● **PROBLEM TO SOLVE**
For every line in the records below that holds "also", make a copy.

........

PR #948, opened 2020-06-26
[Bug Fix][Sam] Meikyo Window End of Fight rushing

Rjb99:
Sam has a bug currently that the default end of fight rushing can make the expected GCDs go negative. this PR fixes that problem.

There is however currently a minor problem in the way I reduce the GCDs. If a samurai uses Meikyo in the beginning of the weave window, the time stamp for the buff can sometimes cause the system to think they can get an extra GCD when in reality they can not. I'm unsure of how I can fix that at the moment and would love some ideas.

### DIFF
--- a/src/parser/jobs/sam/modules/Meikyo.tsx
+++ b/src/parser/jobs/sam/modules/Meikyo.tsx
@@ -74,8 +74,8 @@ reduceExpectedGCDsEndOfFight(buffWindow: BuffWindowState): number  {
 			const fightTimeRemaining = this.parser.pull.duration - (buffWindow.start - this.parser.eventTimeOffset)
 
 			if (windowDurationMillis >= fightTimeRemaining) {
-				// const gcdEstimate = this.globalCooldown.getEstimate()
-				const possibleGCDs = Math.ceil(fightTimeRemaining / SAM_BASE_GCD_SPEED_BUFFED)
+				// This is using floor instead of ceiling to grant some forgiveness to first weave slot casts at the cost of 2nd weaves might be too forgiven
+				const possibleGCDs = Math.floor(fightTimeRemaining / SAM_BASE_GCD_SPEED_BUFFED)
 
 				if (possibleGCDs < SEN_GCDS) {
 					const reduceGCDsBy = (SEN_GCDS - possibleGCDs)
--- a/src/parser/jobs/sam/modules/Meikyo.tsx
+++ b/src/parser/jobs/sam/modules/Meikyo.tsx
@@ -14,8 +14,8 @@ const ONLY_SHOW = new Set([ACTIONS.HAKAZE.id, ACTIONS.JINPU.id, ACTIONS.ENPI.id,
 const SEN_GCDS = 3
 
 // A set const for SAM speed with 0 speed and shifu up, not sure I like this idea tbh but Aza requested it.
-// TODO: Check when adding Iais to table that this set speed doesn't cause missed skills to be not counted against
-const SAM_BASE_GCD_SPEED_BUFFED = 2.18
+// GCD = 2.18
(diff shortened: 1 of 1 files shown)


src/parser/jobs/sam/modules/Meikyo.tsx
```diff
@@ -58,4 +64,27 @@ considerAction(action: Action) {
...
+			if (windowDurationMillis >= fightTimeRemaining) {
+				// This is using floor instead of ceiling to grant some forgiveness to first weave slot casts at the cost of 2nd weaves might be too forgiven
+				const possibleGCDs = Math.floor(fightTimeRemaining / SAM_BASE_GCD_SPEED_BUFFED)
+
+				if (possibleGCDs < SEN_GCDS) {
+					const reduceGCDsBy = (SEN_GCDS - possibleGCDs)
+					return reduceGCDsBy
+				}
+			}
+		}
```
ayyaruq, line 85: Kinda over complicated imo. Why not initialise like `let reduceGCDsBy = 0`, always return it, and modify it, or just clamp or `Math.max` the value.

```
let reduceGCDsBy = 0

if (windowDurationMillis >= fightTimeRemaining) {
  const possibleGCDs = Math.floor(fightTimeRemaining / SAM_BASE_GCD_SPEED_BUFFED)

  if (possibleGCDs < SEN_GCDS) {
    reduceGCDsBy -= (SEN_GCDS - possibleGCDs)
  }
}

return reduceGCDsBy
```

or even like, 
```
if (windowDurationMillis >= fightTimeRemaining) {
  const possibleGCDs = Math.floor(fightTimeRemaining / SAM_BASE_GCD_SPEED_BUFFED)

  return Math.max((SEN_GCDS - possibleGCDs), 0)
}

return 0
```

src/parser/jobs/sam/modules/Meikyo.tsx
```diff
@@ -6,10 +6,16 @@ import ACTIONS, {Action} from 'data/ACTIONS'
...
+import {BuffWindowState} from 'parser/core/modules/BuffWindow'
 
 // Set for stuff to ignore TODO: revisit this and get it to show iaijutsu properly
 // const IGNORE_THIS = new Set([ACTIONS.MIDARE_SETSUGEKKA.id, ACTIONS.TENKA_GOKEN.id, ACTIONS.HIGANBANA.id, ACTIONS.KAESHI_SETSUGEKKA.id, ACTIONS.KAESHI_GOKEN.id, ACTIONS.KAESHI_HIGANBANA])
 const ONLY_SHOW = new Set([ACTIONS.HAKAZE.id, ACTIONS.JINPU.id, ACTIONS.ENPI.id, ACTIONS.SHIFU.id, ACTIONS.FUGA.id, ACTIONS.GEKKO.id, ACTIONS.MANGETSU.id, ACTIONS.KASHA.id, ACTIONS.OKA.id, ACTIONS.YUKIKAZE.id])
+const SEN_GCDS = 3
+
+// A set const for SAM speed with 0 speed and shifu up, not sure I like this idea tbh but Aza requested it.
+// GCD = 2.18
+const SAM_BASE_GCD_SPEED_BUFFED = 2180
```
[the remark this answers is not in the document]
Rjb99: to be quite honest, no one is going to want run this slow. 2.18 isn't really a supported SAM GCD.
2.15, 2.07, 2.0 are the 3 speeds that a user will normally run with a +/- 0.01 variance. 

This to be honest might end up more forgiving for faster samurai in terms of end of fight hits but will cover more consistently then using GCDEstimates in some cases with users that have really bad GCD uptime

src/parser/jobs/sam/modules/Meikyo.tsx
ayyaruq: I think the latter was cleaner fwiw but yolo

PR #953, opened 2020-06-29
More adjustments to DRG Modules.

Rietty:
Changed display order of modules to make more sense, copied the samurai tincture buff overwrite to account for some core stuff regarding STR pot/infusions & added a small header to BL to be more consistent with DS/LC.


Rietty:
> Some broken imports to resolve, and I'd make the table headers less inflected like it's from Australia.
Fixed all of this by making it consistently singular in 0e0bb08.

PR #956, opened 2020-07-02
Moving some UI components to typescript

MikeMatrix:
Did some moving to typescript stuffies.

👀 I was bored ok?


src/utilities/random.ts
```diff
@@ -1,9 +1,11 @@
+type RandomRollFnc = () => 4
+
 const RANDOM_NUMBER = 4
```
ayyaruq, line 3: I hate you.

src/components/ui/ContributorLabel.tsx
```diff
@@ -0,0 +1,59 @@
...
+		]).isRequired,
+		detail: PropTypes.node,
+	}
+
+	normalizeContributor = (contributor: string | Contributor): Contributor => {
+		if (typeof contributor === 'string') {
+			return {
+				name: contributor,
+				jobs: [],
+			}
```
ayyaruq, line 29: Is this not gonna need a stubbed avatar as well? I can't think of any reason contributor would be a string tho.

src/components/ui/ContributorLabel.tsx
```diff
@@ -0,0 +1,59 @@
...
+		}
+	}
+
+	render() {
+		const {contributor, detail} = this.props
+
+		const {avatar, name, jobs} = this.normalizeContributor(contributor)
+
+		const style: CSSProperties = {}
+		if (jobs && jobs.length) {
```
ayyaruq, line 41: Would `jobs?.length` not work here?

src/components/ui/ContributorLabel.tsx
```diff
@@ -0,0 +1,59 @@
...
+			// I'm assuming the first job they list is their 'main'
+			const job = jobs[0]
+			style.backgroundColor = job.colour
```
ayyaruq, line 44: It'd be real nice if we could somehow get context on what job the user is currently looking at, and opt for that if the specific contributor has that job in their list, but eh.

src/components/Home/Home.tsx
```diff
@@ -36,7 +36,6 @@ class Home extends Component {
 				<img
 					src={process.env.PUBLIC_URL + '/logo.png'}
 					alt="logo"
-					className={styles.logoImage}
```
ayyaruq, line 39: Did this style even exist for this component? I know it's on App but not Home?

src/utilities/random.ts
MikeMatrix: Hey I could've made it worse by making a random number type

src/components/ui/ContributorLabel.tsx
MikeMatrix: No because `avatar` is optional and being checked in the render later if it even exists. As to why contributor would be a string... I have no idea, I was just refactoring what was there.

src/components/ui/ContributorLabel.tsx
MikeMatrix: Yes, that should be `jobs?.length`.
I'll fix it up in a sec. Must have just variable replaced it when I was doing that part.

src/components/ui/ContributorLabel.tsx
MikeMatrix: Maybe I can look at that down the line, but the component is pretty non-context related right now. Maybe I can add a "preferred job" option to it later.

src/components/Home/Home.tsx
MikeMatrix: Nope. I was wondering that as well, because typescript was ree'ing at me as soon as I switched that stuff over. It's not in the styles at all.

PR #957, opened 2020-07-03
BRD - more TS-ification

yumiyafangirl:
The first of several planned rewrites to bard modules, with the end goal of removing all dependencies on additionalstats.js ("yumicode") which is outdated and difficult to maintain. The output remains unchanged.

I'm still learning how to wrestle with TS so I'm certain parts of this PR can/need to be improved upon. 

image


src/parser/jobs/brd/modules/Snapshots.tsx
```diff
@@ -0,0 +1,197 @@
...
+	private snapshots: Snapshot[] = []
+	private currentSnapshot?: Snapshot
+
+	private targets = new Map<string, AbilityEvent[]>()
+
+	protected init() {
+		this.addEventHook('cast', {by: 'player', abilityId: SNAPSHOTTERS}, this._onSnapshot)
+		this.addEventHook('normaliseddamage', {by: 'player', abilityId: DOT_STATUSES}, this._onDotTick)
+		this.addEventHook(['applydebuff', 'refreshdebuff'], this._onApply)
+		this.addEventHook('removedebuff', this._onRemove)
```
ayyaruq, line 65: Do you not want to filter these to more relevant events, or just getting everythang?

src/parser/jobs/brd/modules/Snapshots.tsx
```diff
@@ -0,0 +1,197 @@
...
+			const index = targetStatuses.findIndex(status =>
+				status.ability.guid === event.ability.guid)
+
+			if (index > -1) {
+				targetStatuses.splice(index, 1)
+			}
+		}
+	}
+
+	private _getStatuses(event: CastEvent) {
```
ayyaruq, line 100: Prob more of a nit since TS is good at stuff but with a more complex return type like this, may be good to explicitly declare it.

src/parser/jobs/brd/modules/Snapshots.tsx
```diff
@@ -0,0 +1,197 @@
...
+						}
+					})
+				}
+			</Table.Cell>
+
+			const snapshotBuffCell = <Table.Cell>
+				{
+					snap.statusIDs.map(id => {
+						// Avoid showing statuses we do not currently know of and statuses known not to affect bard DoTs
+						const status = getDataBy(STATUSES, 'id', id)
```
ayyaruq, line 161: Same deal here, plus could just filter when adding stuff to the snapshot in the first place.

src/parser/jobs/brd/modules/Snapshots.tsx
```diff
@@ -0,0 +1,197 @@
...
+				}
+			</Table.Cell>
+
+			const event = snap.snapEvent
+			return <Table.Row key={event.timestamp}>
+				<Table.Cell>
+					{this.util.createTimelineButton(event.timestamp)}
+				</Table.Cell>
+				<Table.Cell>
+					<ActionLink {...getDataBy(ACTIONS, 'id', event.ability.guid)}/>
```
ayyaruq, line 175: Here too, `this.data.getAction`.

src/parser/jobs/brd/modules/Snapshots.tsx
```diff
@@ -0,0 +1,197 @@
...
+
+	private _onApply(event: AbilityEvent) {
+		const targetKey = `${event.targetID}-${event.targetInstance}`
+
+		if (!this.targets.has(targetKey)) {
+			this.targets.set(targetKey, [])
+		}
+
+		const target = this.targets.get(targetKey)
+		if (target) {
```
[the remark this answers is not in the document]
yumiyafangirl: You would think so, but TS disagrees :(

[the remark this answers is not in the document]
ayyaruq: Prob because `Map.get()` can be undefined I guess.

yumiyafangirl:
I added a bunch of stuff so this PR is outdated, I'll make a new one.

........

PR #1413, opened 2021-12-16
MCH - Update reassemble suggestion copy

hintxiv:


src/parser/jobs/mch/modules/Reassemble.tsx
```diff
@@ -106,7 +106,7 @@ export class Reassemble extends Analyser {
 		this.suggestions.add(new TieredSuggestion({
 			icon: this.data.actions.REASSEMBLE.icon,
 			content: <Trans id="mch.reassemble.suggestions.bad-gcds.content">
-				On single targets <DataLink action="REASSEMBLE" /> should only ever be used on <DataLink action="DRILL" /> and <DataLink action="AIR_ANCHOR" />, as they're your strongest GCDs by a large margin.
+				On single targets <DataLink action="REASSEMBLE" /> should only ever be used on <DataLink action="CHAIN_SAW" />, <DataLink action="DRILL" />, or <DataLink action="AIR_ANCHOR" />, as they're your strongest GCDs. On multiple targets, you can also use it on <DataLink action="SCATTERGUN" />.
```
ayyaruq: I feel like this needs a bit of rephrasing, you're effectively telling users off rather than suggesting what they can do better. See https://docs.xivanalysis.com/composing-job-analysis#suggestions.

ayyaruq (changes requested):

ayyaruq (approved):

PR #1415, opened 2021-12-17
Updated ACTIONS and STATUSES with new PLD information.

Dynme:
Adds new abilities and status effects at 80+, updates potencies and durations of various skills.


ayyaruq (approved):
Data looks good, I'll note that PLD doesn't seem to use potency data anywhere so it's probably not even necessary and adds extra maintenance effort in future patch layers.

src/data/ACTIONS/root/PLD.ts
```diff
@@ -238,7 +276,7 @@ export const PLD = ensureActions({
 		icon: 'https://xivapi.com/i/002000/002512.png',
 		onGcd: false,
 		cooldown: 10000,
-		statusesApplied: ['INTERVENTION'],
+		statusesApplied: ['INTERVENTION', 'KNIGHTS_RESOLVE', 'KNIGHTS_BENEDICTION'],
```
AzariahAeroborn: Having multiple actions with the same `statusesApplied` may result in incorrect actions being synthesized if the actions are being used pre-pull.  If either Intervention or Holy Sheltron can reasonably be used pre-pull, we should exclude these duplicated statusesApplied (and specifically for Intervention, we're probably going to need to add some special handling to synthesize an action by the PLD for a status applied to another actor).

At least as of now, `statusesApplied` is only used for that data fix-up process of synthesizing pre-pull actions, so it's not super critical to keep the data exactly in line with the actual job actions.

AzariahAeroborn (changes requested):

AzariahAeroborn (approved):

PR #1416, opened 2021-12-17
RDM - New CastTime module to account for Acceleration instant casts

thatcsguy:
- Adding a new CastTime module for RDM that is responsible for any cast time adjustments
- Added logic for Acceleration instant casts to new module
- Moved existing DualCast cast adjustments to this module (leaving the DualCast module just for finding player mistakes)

........

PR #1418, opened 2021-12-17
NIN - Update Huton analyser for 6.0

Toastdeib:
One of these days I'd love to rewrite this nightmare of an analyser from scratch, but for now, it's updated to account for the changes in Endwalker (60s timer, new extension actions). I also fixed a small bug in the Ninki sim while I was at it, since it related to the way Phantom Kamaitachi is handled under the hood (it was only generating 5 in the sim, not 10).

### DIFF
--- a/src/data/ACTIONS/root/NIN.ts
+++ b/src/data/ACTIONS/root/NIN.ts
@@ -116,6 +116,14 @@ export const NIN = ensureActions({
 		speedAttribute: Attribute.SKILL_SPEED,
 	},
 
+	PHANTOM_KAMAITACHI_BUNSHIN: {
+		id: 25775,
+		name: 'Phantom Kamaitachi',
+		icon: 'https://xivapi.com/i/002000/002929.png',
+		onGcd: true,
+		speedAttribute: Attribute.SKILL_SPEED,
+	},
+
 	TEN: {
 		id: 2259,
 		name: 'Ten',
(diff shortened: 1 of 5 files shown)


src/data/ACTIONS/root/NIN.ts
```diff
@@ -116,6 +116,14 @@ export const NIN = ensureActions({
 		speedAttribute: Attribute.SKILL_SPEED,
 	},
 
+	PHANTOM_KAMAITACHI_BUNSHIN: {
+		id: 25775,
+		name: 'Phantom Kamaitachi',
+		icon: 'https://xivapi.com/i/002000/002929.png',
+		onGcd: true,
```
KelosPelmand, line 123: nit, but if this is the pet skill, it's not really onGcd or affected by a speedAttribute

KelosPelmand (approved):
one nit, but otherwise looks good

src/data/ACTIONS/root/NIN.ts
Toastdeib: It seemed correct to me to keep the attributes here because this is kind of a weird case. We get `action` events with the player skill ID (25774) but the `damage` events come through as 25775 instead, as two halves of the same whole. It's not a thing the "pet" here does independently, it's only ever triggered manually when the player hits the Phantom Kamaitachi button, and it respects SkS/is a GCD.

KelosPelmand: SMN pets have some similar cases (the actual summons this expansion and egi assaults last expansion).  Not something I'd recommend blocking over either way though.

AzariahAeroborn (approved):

........

● **EXERCISE OUTPUT**
+				On single targets <DataLink action="REASSEMBLE" /> should only ever be used on <DataLink action="CHAIN_SAW" />, <DataLink action="DRILL" />, or <DataLink action="AIR_ANCHOR" />, as they're your strongest GCDs. On multiple targets, you can also use it on <DataLink action="SCATTERGUN" />.
One of these days I'd love to rewrite this nightmare of an analyser from scratch, but for now, it's updated to account for the changes in Endwalker (60s timer, new extension actions). I also fixed a small bug in the Ninki sim while I was at it, since it related to the way Phantom Kamaitachi is handled under the hood (it was only generating 5 in the sim, not 10).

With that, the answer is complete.